Признание ошибок и заблуждений не требует ни дистанцирования, ни обращения, это ритуалы подчинения, они наносят ущерб достоинству и истине. Не в больших масштабах, но там, где признание происходит как отношения власти.
Когда первая волна капиталистических навязываний пройдет, воспоминания всплывут, опыт вернется сам собой, и тысячу раз сказанные обличения потеряют свою силу. Люди назовут разрушенную социальную функцию более справедливой и гуманной, они снова будут отождествлять ее как таковую с социализмом, они узнают от капитализма, что социалистическая социальная основа более гуманна и более человечна, потому что она не позволяет людям избивать друг друга, эксплуатировать и унижать друг друга.
Трое из нас, Ирис, Ганс и я, приехали в Берлин на встречу с MfS. Встреча прошла как обычно: сердечно, в несколько натянутой непринужденности.
Для нас, женщин, немного слева и справа, для мужчин — постукивание по плечу. Чашка кофе, коньяк, вторая, потому что на одной ноге стоять нельзя, а в третью я сказал: «Я остаюсь здесь».
Вольфганг и Вернер удивились, Ирис и Ханс вздохнули с облегчением. Это был наш последний момент, мы сделали расстояние между нами окончательным и неопровержимым, мы освободились друг от друга без сожаления и без боли. «Что значит, ты останешься здесь?» спросил
Вольфганг, «ты приехал с большим чемоданом?».
«Да.» Я поставила стакан на стол и вышла. В соседней комнате я расплакалась, потому что меня трясло, я не могла держать себя в руках. Глубокое давление овладело мной, не требуя ни стыда, ни смущения. Последние два года я была сгорблена, как лук, сплетенный и натянутый двумя шестами: Я не хочу возвращаться в систему. Никогда! И: Я
не могу идти дальше. Политический и личный тупик. Теперь я наконец-то прорвался, не добровольно, скорее от отчаяния, но бесповоротно.

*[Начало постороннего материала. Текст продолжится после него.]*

PR #447, opened 2021-01-13
Correct source/destination.as field listings

iankoetter:
Change nested source/destination.as fields to the concrete sub fields as expected.
etc source.as -> source.as.number


ebeahan (approved):
Thanks, @iankoetter, for catching 👀 !

LGTM from the ECS team 👍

Вольфганг вошел, сел рядом со мной и спросил немного беспомощно: «Неужели так плохо оставаться здесь?».
«Почему, я не могу знать, поэтому и не плачу». Он молчал, не давил на меня. Когда я успокоилась и пришла в себя, он спросил, хочу ли я уехать отсюда. Да, прямо сейчас, я не хочу ее больше видеть».
Дальше все произошло очень быстро. Он отвез меня в дом у озера, он был мне уже хорошо знаком. У меня было много разговоров здесь, в странной атмосфере. Смесь дипломатии, дружбы, осторожности, доверия, общности, дистанции и любопытства. Это всегда было трудно, часто нервировало, и иногда после этого мы напивались, чтобы расслабиться.